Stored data
-- -- --
PR #5789, opened 2023-11-24
New Intrinio Endpoints

the-praxs:
# New endpoints added

* equity.info
* index.market
* equity.discovery.filings
* equity.ownership.institutional
* equity.fundamental.latest_attributes
* equity.fundamental.historical_attributes
* equity.fundamental.metrics
* equity.ownership.insider_trading
* equity.calendar.dividend
*  equity.ownership.share_statistics

# Changelog

## Models
* EquityInfo standard model has been modified to favor Intrinio's data. CBOE may need to define their provider model that can be compatible with the standard model.
* MarketIndices standard model is based on the FMP data. Currently Intrinio is the de-facto provider but its data is defined in the provider model so that FMP doesn't break.
* Filings standard model has been removed because of its redundant requirement.
* CompanyFilings standard model has been added to provider SEC filing for the requested symbol(s). All the provider models are compatible with the data in the standard model.
* DiscoveryFilings standard model has been added to provide the latest SEC filings. Currently only FMP uses it.
* InstitutionalOwnership model has been redefined with the common fields. It needs standardization b/w FMP and Intrinio.
* FinancialAttributes model has been renamed to HistoricalAttributes as per the latest requirements for Excel.
* LatestAttributes model has been added to get the latest value of the intrinio tags.
* KeyMetrics model has been redefined to include only the common fields between FMP and Intrinio.
* InsiderTrading model has been redefined to favor Intrinio's data.

## Other
* `regulators.sec.filings` has been removed as the `openbb-sec` provider already caters to `CompanyFilings` standard model.
* `check_missing_integration_tests` has been modified to correctly replace `test` from the names, which includes functions having `test` in their names.
* `get_test_params` has been modified to include provider in `test_params` even if its empty.

### DIFF
--- a/openbb_platform/core/openbb_core/provider/standard_models/calendar_dividend.py
+++ b/openbb_platform/core/openbb_core/provider/standard_models/calendar_dividend.py
@@ -14,7 +14,7 @@ from openbb_core.provider.utils.descriptions import (
 )
 
 
-class DividendCalendarQueryParams(QueryParams):
+class CalendarDividendQueryParams(QueryParams):
     """Dividend Calendar Query."""
 
     start_date: Optional[dateType] = Field(
@@ -25,14 +25,17 @@ class DividendCalendarQueryParams(QueryParams):
     )
 
 
-class DividendCalendarData(Data):
+class CalendarDividendData(Data):
     """Dividend Calendar Data."""
 
     date: dateType = Field(
         description=DATA_DESCRIPTIONS.get("date", "") + " (Ex-Dividend)"
     )
     symbol: str = Field(description=DATA_DESCRIPTIONS.get("symbol", ""))
-    name: Optional[str] = Field(description="Name of the entity.", default=None)
+    amount: Optional[float] = Field(
+        default=None, description="Dividend amount, per-share."
+    )
+    name: Optional[str] = Field(default=None, description="Name of the entity.")
     record_date: Optional[dateType] = Field(
         default=None,
         description="The record date of ownership for eligibility.",
@@ -44,7 +47,4 @@ class DividendCalendarData(Data):
     declaration_date: Optional[dateType] = Field(
         default=None,
         description="Declaration date of the dividend.",
-    )
-    amount: Optional[float] = Field(
-        default=None, description="Dividend amount, per-share."
     )
--- a/openbb_platform/providers/nasdaq/openbb_nasdaq/__init__.py
+++ b/openbb_platform/providers/nasdaq/openbb_nasdaq/__init__.py
@@ -1,6 +1,6 @@
 """Nasdaq provider module."""
 from openbb_core.provider.abstract.provider import Provider
-from openbb_nasdaq.models.calendar_dividend import NasdaqDividendCalendarFetcher
+from openbb_nasdaq.models.calendar_dividend import NasdaqCalendarDividendFetcher
 from openbb_nasdaq.models.calendar_earnings import NasdaqCalendarEarningsFetcher
 from openbb_nasdaq.models.calendar_ipo import NasdaqCalendarIpoFetcher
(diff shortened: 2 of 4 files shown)


deeleeramone:
I found a bug in, `obb.equity.ownership.institutional("AAPL", provider="intrinio", limit=10000).to_df()`, the name of the institution is all the same:

Screenshot 2023-11-26 at 12 00 25 PM

deeleeramone:
When I look at, `obb.equity.fundamental.metrics("AAPL", provider="intrinio").to_df()`,  I do not see the data from Intrinio and FMP being in the same category at all.  The FMP stuff belongs under the `fundamental` module, but the Intrinio data does not. That belongs more under the main `equity` section, or `price`.

the-praxs:
> I found a bug in, `obb.equity.ownership.institutional("AAPL", provider="intrinio", limit=10000).to_df()`, the name of the institution is all the same:
> 
> Screenshot 2023-11-26 at 12 00 25 PM

Fixed!
image

the-praxs:
> When I look at, `obb.equity.fundamental.metrics("AAPL", provider="intrinio").to_df()`, I do not see the data from Intrinio and FMP being in the same category at all. The FMP stuff belongs under the `fundamental` module, but the Intrinio data does not. That belongs more under the main `equity` section, or `price`.

I am also unclear on why that Intrinio endpoint was included in the `KeyMetrics` standard model.

@minhhoang1023 can you please check if this data should be in the metrics module?

the-praxs:
> I find it unclear how to use the Intrinio Market Indices endpoint. All of the other providers return data with just the symbol:
> 
> ```
> obb.index.market("NDX")
> ```
> 
> Screenshot 2023-11-26 at 12 21 17 PM
> 
> But the Intrinio returns an error:
> 
> ```
> OpenBBError: 1 validation error for IntrinioMarketIndicesQueryParams
> tag
>   Field required [type=missing, input_value={'symbol': 'NDX', 'start_...time.date(2023, 11, 26)}, input_type=dict]
>     For further information visit https://errors.pydantic.dev/2.5/v/missing
> ```
> 
> What is the `tag` parameter and where do I find out what the valid tags are?
> 
> ```
> tag : Optional[str]
>     Index tag. (provider: intrinio)
> ```
> 
> Everything I try comes back with:
> 
> ```
> OpenBBError: Intrinio endpoint doesn't exist.
> ```
> 
> How do I get the data?
> 
> Looking in the fetcher test file, I can see that "tag" needs to be "level". What are the other tags and is the data still relevant to this function when it is not "level"?
> 
> Another notable item is that the `symbol` starts with a `$`. This should be added internally so that the user just enters, `SPX`, normally because it's unlikely they will know that this prefix needs to be there.

The tag parameter is essentially the name of the data field as set by Intrinio. For e.g., if you want the EBITDA value _only_ of a particular entity, you can use the `ebitda` tag in this [endpoint](https://docs.intrinio.com/documentation/web_api/get_data_point_number_v2). If suppose you want the name of the CEO _only_ of a company, you can use the `ceo` tag in this [endpoint](https://docs.intrinio.com/documentation/web_api/get_data_point_text_v2) instead.

After discussing with @montezdesousa, we found out that the `level` tag in question provides the `close` data for the market index. However, information on other supported tags is vague in Intrinio's docs and we suspect that it's an internal issue with them. Hence, I need to contact them to provider clarity on this endpoint and the supported tags for it. 

For now, you will have to provide the `tag=level`param in the function to make it work.

As per our previous discussions, the ability to enter a market symbol with/without the provider-required character was reverted and we decided that the symbol has to be prefixed with the provider-required character (FMP - `^`, Intrinio - `$`). 

I see that `NDX` provides data for other providers but this is not the case for `DJI`. We need to observe this behavior in detail for all providers and then add this functionality later. However, this is not the focus of this PR.

IgorWounds (approved):

PR #5788, opened 2023-11-23
Feature/ more async, replace `ThreadPoolExecutor` with `asyncio.gather`

tehcoderer:
WIP
image

PR #5801, opened 2023-11-27
Set `level` as default `tag` value for `index.market` in Intrinio

the-praxs:
^


openbb_platform/providers/intrinio/openbb_intrinio/models/market_indices.py
```diff
@@ -1,91 +1,91 @@
...
+        default=None,
+        description="Index type.",
+    )
+    sort: Literal["asc", "desc"] = Field(
+        default="desc",
+        description="Sort order.",
+        alias="sort_order",
+    )
+    limit: NonNegativeInt = Field(
+        default=100,
```
deeleeramone, line 35: I think while we are here, making this default to 10,000 will allow start/end dates to work better.

the-praxs: It took ~4 min when the limit was 4000, 10000 would be ~10 min or so. 

Would need to add the async code in place of the `ThreadPoolExecutor` to improve time complexity. #5788 is taking care of this issue so I'll ask @tehcoderer to make the limit 10000 on his PR after this is merged to develop.

the-praxs: The `start_date` and `end_date` should be taken into account if they are provided, regardless of the `limit`. This means a change in the code logic which is out of the scope of this PR.

deeleeramone: > It took ~4 min when the limit was 4000, 10000 would be ~10 min or so.

No, it allows the entire history to be returned by a single query.

Screenshot 2023-11-27 at 1 17 50 PM

the-praxs: I mistook this for the institutional ownership endpoint where it takes much more time to fetch the data.

But I will reiterate that the date logic should be implemented in the code which is more robust. The limit value by default is fine for now.

the-praxs: As per the recent team's discussion, the API params are to be included in the provider model, whether its used or not.

`limit` param is here to stay and the better user experience would be to implement the logic for the dates, as mentioned.

deeleeramone: I'm simply asking to increase the limit to an arbitrarily high number because that allows results to return without the need for pagination.  The "logic" for dates already exists, increasing the `page_size` is all that needs to happen.

the-praxs: On further testing, I find that 1000 is the maximum number of entries returned. I will set it as 1000 for the time being.

deeleeramone: How are you arriving at 1000 being the max?  I quite easily get 8000, no pagination required.

Here's the URL: 

"https://api-v2.intrinio.com/indices/stock_market/$NDX/historical_data/level?start_date=1990-11-27&end_date=2023-11-27&sort_order=desc&page_size=100000&api_key="

Screenshot 2023-11-27 at 4 20 54 PM

the-praxs:
@deeleeramone we need to merge this so that the command works out-of-the-box.

deeleeramone (approved):

PR #5808, opened 2023-11-28
Fix typos

omahs:
Fix typos


hjoaquim:
@luqmanbello any idea why is the "Branch Name Check" failing? I think the branch name adheres to the convention.

luqmanbello:
> @luqmanbello any idea why is the "Branch Name Check" failing? I think the branch name adheres to the convention.

image
The branch name showing in the error is `patch-1` so it would fail. maybe the branch was not renamed properly .

hjoaquim (approved):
-- -- --
• EXERCISE GOAL: Print only these lines, please. They run from the start of the entries above to the line containing "its redundant requirement.", both ends included, and must match exactly.

• RESPONSE TO THE TASK:
PR #5789, opened 2023-11-24
New Intrinio Endpoints

the-praxs:
# New endpoints added

* equity.info
* index.market
* equity.discovery.filings
* equity.ownership.institutional
* equity.fundamental.latest_attributes
* equity.fundamental.historical_attributes
* equity.fundamental.metrics
* equity.ownership.insider_trading
* equity.calendar.dividend
*  equity.ownership.share_statistics

# Changelog

## Models
* EquityInfo standard model has been modified to favor Intrinio's data. CBOE may need to define their provider model that can be compatible with the standard model.
* MarketIndices standard model is based on the FMP data. Currently Intrinio is the de-facto provider but its data is defined in the provider model so that FMP doesn't break.
* Filings standard model has been removed because of its redundant requirement.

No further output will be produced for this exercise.